-- DATASET follows --
PR #1679, opened 2025-03-26
fix(pinterest): loading screen logo

uncenter:
Themes the bouncing pinterest logo you can see briefly when (re)loading the tab.

### DIFF
--- a/styles/pinterest/catppuccin.user.less
+++ b/styles/pinterest/catppuccin.user.less
@@ -234,6 +234,16 @@
     /* the void (parts not loaded yet) */
     background: @base !important;
 
+    /* Loading screen logo */
+    .animatedLogo {
+      [fill="#E60023"] {
+        fill: @accent !important;
+      }
+      [fill="white"] {
+        fill: @crust !important;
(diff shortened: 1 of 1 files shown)


styles/pinterest/catppuccin.user.less
```diff
@@ -275,10 +285,6 @@
       }
     }
 
-    svg circle[fill="white"] ~ path[fill="#e60023"] {
-      fill: @accent !important;
-    }
-
```
uncenter, line 281: Wasn't quite sure what this was but it references the same fill colors as for the logo above. Seems like maybe something old, for the loading logo even? If not maybe we could combine it with the stuff for the loading screen?

isabelroses (approved):

isabelroses:
works like a charm

nuexq (approved):

styles/pinterest/catppuccin.user.less
nuexq: It's old I think it was added before they put classes to the loading logo.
-- DATASET concluded --
Copy out each line of the data that has the word "user" in it.

*RESPONSE TO THIS EXERCISE*.
--- a/styles/pinterest/catppuccin.user.less
+++ b/styles/pinterest/catppuccin.user.less
styles/pinterest/catppuccin.user.less
styles/pinterest/catppuccin.user.less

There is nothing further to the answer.